↓

PR #457, opened 2018-09-19
Fix AppVeyor build by installing correct version of Lerna

kuba-kubula:


pksunkara:
Fixed this in #455. This is a temporary solution until that is merged.

PR #459, opened 2018-09-20
Better readability for `make bootstrap`

pksunkara:
Basically, `lerna boostrap` with the configuration you have is the same as `yarn install`. But I made this change for better understanding of the Makefile for future contributors.

### DIFF
--- a/Makefile
+++ b/Makefile
@@ -22,7 +22,7 @@ clean-all:
 	rm -rf ./node_modules ./packages/*/node_modules ./packages/*/{lib,esm}
 
 bootstrap: clean-all
-	yarn install
+	$(LERNA) bootstrap
 
 build:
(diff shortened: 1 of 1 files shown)


Makefile
```diff
@@ -22,7 +22,7 @@ clean-all:
 	rm -rf ./node_modules ./packages/*/node_modules ./packages/*/{lib,esm}
 
 bootstrap: clean-all
-	yarn install
+	$(LERNA) bootstrap
```
xtuc: The CI is failing because `lerna` is not installed, I'm using the local executable provided during the `yarn install`. Either we install lerna manually before or leave it as is.

pksunkara: You are right. Closing this.

PR #460, opened 2018-09-26
Make compilier compatible with WAST

xtuc:


xtuc:
I tried to make the compiler compatible with wast because of the spectest runner, but it seems that we can workarround that.

PR #464, opened 2018-10-18
chore: fix sort to work on new node version

sendilkumarn:
This fixes the sorting problem w.r.t node-nightly builds

r? @xtuc


packages/wasm-edit/src/index.js
```diff
@@ -31,7 +31,7 @@ function sortBySectionOrder(nodes: Array<Node>) {
     }
 
     // $FlowIgnore ensured above
```
sokra: Can the FlowIgnore can be removed now? Did it hide the error?

xtuc: Yes indeed, thanks.

PR #484, opened 2019-02-13
feat: enable tests

xtuc:


xtuc:
Just need to remove from-wasm-bindgen tests, which shows a wrong error (probably caused by try/catching a lot)

PR #489, opened 2019-02-17
fix: data printing of non-printable characters

menduz:
Some characters were printed using JSON notation.

Previously a data with `[0, 6]` were printed as
```lisp
(data 0 (i32.const 2) "\u0000\u0006")
```
Now it prints
```lisp
(data 0 (i32.const 2) "\00\06")
```

The condition of printable characters was taken from [WABT](https://github.com/WebAssembly/wabt/blob/master/src/wat-writer.cc#L47).

It now fails printing invalid bytes (>255)


xtuc:
Thanks for your PR!

In Wabt `[0, 6]` prints as `[0, 6]`, unfortunately, the Wast "spec" doesn't document the `chars`. Let's maybe align on Wabt?

The wast-parser should fail when special UTF8 chars are found (that's how wabt does it), could you please test it too?

Also, I would like to try printing with UTF8 chars, but we'll need to construct an AST ourselves. I'm happy to commit this test case if needed.

menduz:
I took the UTF8 information from [data segments](http://webassembly.github.io/spec/core/text/modules.html#text-datastring) which defines [strings here](http://webassembly.github.io/spec/core/text/values.html#text-string) as UTF8.

I updated the PR with a [WABT compatible condition instead of JSON](https://github.com/WebAssembly/wabt/blob/master/src/wat-writer.cc#L47).

I also added a couple of UTF8 examples, please validate in your side. This is ready to merge, already tested it with a real world scenario and it is compatible back and forth with binaryen and wabt.

xtuc:
I published the version 1.8.4 (of all the packages).

menduz:
TY

PR #695, opened 2019-11-30
move mamacro to dev-dependencies in helper-compiler and helper-module…

### LINKED ISSUE #578: mamacro should be a devDependency for helper-module-context
It looks like `mamacro` is listed as a dependency, instead of a devDependency, in https://github.com/xtuc/webassemblyjs/blob/573c38515f80d582ebebc357ace5742197450551/packages/helper-module-context/package.json

My understanding from https://github.com/xtuc/mamacro/issues/2 is that `mamacro` should only be listed as a dev dependency.

The reason why this is a problem for us is that `mamacro` doesn't have a LICENSE file, but since it's listed as a dependency instead of a devDependency, it shows up in our license scanner.

Thanks :)

momesana:
mamacro should be a devDepenceny as outlined by @xtuc in https://github.com/xtuc/mamacro/issues/2.

Resolves #578

### DIFF
--- a/packages/helper-compiler/package.json
+++ b/packages/helper-compiler/package.json
@@ -13,12 +13,12 @@
   },
   "dependencies": {
     "@webassemblyjs/ast": "1.8.5",
-    "@webassemblyjs/helper-flatten-ast": "1.8.5",
-    "mamacro": "^0.0.7"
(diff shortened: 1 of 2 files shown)


momesana:
Thanks a lot. Hope it will be merged soon :-).

PR #968, opened 2021-08-30
Implement offset memarg in wasm-parser and wast-printer and close #956

### LINKED ISSUE #956: wasm/wast-parser inconsistency: "Mem" vs "Memory"
The statement `(export "memory" (memory 0))` gets parsed by wast-parser to an AST node with `node.descr.type` equal to `"Memory"`. On the other hand, wasm-parser produces `node.descr.type` equal to `"Mem"`.

I thought I'd open an issue because I'm not sure such inconsistencies are wanted.

mitschabaude:
@xtuc Please review!

This PR contains three things related to memory / memargs:

* First commit: As discussed in #956, change the `node.descr.type` of memory exports/imports from "mem" to "memory" in wasm-parser, to be consistent with what wast-parser produces

* Second commit: Implement named instruction arguments (e.g. the offset `i32.load offset=4`) in wasm-parser to support parsing offsets in memory load/store instructions. These named arguments were already supported by wast-parser and I made sure that wasm-parser now produces the same AST, by adding a property `namedArgs` to instruction nodes which is an object, e.g. `{offset: numberLiteral(...)}`.

Two tests were failing after this change, which actually are tests that supposedly tested for offset support (which didn't exist). It turned out that the tests were wrong and it seemed that they were deliberately re-written to not fail *because* of missing offset support. The tests are fixed now and succeed with the new implementation, so this new feature is already covered by the test suite :)

* Third commit: Implement the printing of named arguments in wast-printer, which means wast-printer also supports the offset memarg now.

These changes might need a review because I am not familiar with flow syntax yet and might have added code that does not conform to the flow type definitions (I wasn't able to set up the flow VS code extension in a way that it understood the typed .js files in this repo)


xtuc (approved):
thanks

PR #971, opened 2021-09-02
Account for sign in leb128 i64 decoding, fixes #970

### LINKED ISSUE #970: leb128 incorrectly decodes negative i64
The leb128 package has an error when decoding negative numbers to i64. As an example, `-1` gets decoded as `255`. Similarly, all negative integers below a certain size get decoded incorrectly.

I already identitfied the problem and will create a PR that fixes it. The reason is that the sign of the intermediate ("bigint-ish") representation returned by `encodeBufferCommon()` is not taken into account when this representation is transformed into a `Long` instance with `Long.fromBytesLE()`. This can be fixed by checking for the sign and extending the intermediate representation with `11111111` bytes at the beginning if the number is negative.

To reproduce this issue, try parsing a wasm version of the module `(module (global i64 (i64.const -1)))` with wasm-parser and observe that the AST that is produced has a `"LongNumberLiteral"`that represents `255` instead of `-1`. My PR will add a test that exposes this.

mitschabaude:
This PR

* fixes a major error in the leb128 package, described in #970 
* adds a test that would fail without the PR but succeeds with it
* fixes one other test case that checked against wasm code containing incorrectly decoded negative i64s

### DIFF
--- a/packages/leb128/src/leb.js
+++ b/packages/leb128/src/leb.js
@@ -242,6 +242,13 @@ function encodeInt64(num) {
 function decodeInt64(encodedBuffer, index) {
   const result = decodeIntBuffer(encodedBuffer, index);
 
+  // sign-extend if necessary
+  const length = result.value.length;
+  if (result.value[length - 1] >> 7) {
+    result.value = bufs.resize(result.value, 8);
+    result.value.fill(255, length);
+  }
+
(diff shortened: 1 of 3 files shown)


xtuc (approved):
Nice, good catch!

↑

• **REQUIRED WORK**
Copy the data above exactly. Every line must be included.

• **OUTPUT OF THE TASK**
PR #457, opened 2018-09-19
Fix AppVeyor build by installing correct version of Lerna

kuba-kubula:


pksunkara:
Fixed this in #455. This is a temporary solution until that is merged.

PR #459, opened 2018-09-20
Better readability for `make bootstrap`

pksunkara:
Basically, `lerna boostrap` with the configuration you have is the same as `yarn install`. But I made this change for better understanding of the Makefile for future contributors.

### DIFF
--- a/Makefile
+++ b/Makefile
@@ -22,7 +22,7 @@ clean-all:
 	rm -rf ./node_modules ./packages/*/node_modules ./packages/*/{lib,esm}
 
 bootstrap: clean-all
-	yarn install
+	$(LERNA) bootstrap
 
 build:
(diff shortened: 1 of 1 files shown)


Makefile
```diff
@@ -22,7 +22,7 @@ clean-all:
 	rm -rf ./node_modules ./packages/*/node_modules ./packages/*/{lib,esm}
 
 bootstrap: clean-all
-	yarn install
+	$(LERNA) bootstrap
```
xtuc: The CI is failing because `lerna` is not installed, I'm using the local executable provided during the `yarn install`. Either we install lerna manually before or leave it as is.

pksunkara: You are right. Closing this.

PR #460, opened 2018-09-26
Make compilier compatible with WAST

xtuc:


xtuc:
I tried to make the compiler compatible with wast because of the spectest runner, but it seems that we can workarround that.

PR #464, opened 2018-10-18
chore: fix sort to work on new node version

sendilkumarn:
This fixes the sorting problem w.r.t node-nightly builds

r? @xtuc


packages/wasm-edit/src/index.js
```diff
@@ -31,7 +31,7 @@ function sortBySectionOrder(nodes: Array<Node>) {
     }
 
     // $FlowIgnore ensured above
```
sokra: Can the FlowIgnore can be removed now? Did it hide the error?

xtuc: Yes indeed, thanks.

PR #484, opened 2019-02-13
feat: enable tests

xtuc:


xtuc:
Just need to remove from-wasm-bindgen tests, which shows a wrong error (probably caused by try/catching a lot)

PR #489, opened 2019-02-17
fix: data printing of non-printable characters

menduz:
Some characters were printed using JSON notation.

Previously a data with `[0, 6]` were printed as
```lisp
(data 0 (i32.const 2) "\u0000\u0006")
```
Now it prints
```lisp
(data 0 (i32.const 2) "\00\06")
```

The condition of printable characters was taken from [WABT](https://github.com/WebAssembly/wabt/blob/master/src/wat-writer.cc#L47).

It now fails printing invalid bytes (>255)


xtuc:
Thanks for your PR!

In Wabt `[0, 6]` prints as `[0, 6]`, unfortunately, the Wast "spec" doesn't document the `chars`. Let's maybe align on Wabt?

The wast-parser should fail when special UTF8 chars are found (that's how wabt does it), could you please test it too?

Also, I would like to try printing with UTF8 chars, but we'll need to construct an AST ourselves. I'm happy to commit this test case if needed.

menduz:
I took the UTF8 information from [data segments](http://webassembly.github.io/spec/core/text/modules.html#text-datastring) which defines [strings here](http://webassembly.github.io/spec/core/text/values.html#text-string) as UTF8.

I updated the PR with a [WABT compatible condition instead of JSON](https://github.com/WebAssembly/wabt/blob/master/src/wat-writer.cc#L47).

I also added a couple of UTF8 examples, please validate in your side. This is ready to merge, already tested it with a real world scenario and it is compatible back and forth with binaryen and wabt.

xtuc:
I published the version 1.8.4 (of all the packages).

menduz:
TY

PR #695, opened 2019-11-30
move mamacro to dev-dependencies in helper-compiler and helper-module…

### LINKED ISSUE #578: mamacro should be a devDependency for helper-module-context
It looks like `mamacro` is listed as a dependency, instead of a devDependency, in https://github.com/xtuc/webassemblyjs/blob/573c38515f80d582ebebc357ace5742197450551/packages/helper-module-context/package.json

My understanding from https://github.com/xtuc/mamacro/issues/2 is that `mamacro` should only be listed as a dev dependency.

The reason why this is a problem for us is that `mamacro` doesn't have a LICENSE file, but since it's listed as a dependency instead of a devDependency, it shows up in our license scanner.

Thanks :)

momesana:
mamacro should be a devDepenceny as outlined by @xtuc in https://github.com/xtuc/mamacro/issues/2.

Resolves #578

### DIFF
--- a/packages/helper-compiler/package.json
+++ b/packages/helper-compiler/package.json
@@ -13,12 +13,12 @@
   },
   "dependencies": {
     "@webassemblyjs/ast": "1.8.5",
-    "@webassemblyjs/helper-flatten-ast": "1.8.5",
-    "mamacro": "^0.0.7"
(diff shortened: 1 of 2 files shown)


momesana:
Thanks a lot. Hope it will be merged soon :-).

PR #968, opened 2021-08-30
Implement offset memarg in wasm-parser and wast-printer and close #956

### LINKED ISSUE #956: wasm/wast-parser inconsistency: "Mem" vs "Memory"
The statement `(export "memory" (memory 0))` gets parsed by wast-parser to an AST node with `node.descr.type` equal to `"Memory"`. On the other hand, wasm-parser produces `node.descr.type` equal to `"Mem"`.

I thought I'd open an issue because I'm not sure such inconsistencies are wanted.

mitschabaude:
@xtuc Please review!

This PR contains three things related to memory / memargs:

* First commit: As discussed in #956, change the `node.descr.type` of memory exports/imports from "mem" to "memory" in wasm-parser, to be consistent with what wast-parser produces

* Second commit: Implement named instruction arguments (e.g. the offset `i32.load offset=4`) in wasm-parser to support parsing offsets in memory load/store instructions. These named arguments were already supported by wast-parser and I made sure that wasm-parser now produces the same AST, by adding a property `namedArgs` to instruction nodes which is an object, e.g. `{offset: numberLiteral(...)}`.

Two tests were failing after this change, which actually are tests that supposedly tested for offset support (which didn't exist). It turned out that the tests were wrong and it seemed that they were deliberately re-written to not fail *because* of missing offset support. The tests are fixed now and succeed with the new implementation, so this new feature is already covered by the test suite :)

* Third commit: Implement the printing of named arguments in wast-printer, which means wast-printer also supports the offset memarg now.

These changes might need a review because I am not familiar with flow syntax yet and might have added code that does not conform to the flow type definitions (I wasn't able to set up the flow VS code extension in a way that it understood the typed .js files in this repo)


xtuc (approved):
thanks

PR #971, opened 2021-09-02
Account for sign in leb128 i64 decoding, fixes #970

### LINKED ISSUE #970: leb128 incorrectly decodes negative i64
The leb128 package has an error when decoding negative numbers to i64. As an example, `-1` gets decoded as `255`. Similarly, all negative integers below a certain size get decoded incorrectly.

I already identitfied the problem and will create a PR that fixes it. The reason is that the sign of the intermediate ("bigint-ish") representation returned by `encodeBufferCommon()` is not taken into account when this representation is transformed into a `Long` instance with `Long.fromBytesLE()`. This can be fixed by checking for the sign and extending the intermediate representation with `11111111` bytes at the beginning if the number is negative.

To reproduce this issue, try parsing a wasm version of the module `(module (global i64 (i64.const -1)))` with wasm-parser and observe that the AST that is produced has a `"LongNumberLiteral"`that represents `255` instead of `-1`. My PR will add a test that exposes this.

mitschabaude:
This PR

* fixes a major error in the leb128 package, described in #970 
* adds a test that would fail without the PR but succeeds with it
* fixes one other test case that checked against wasm code containing incorrectly decoded negative i64s

### DIFF
--- a/packages/leb128/src/leb.js
+++ b/packages/leb128/src/leb.js
@@ -242,6 +242,13 @@ function encodeInt64(num) {
 function decodeInt64(encodedBuffer, index) {
   const result = decodeIntBuffer(encodedBuffer, index);
 
+  // sign-extend if necessary
+  const length = result.value.length;
+  if (result.value[length - 1] >> 7) {
+    result.value = bufs.resize(result.value, 8);
+    result.value.fill(255, length);
+  }
+
(diff shortened: 1 of 3 files shown)


xtuc (approved):
Nice, good catch!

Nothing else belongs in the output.